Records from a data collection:
PR #420, opened 2016-09-17
Animation API refactor

koenbok:
Continuing from https://github.com/koenbok/Framer/issues/378

===
## API Overview

This is a current relevant overview of how the API will be from now on. For more information about what changed, see below.

##### Returns: Animation object

- *properties or state:* either an object with property values you want to animate to, or an existing state name.
- *options:* options for the animation (see `animationOptions`).

This creates a new animation for a layer based on a state or new property values and starts it immediately. If the properties have an `options` key, it is used as options for the animation.

If there is currently an animation on the layer, it gets stopped if it is animating the same properties as the new animation. Simply put, no two animations can be ran on width at the same time, but you can have two separate animations, one running on width and the other on height.

##### Preferred Examples

Simple examples for animating of properties.

```coffee
# Properties animation
layer.animate
	x: 200

# Properties spring animation
layer.animate
	x: 200
	options:
		curve: "spring"
```

Simple examples for animating with states.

:: WHAT NEEDS TO BE DONE ::
Print the line with "- *options:* options" and every line after it in the entries above, exactly as written. Leave out all other lines.

:: THE COMPLETED TASK ::
- *options:* options for the animation (see `animationOptions`).

This creates a new animation for a layer based on a state or new property values and starts it immediately. If the properties have an `options` key, it is used as options for the animation.

If there is currently an animation on the layer, it gets stopped if it is animating the same properties as the new animation. Simply put, no two animations can be ran on width at the same time, but you can have two separate animations, one running on width and the other on height.

##### Preferred Examples

Simple examples for animating of properties.

```coffee
# Properties animation
layer.animate
	x: 200

# Properties spring animation
layer.animate
	x: 200
	options:
		curve: "spring"
```

Simple examples for animating with states.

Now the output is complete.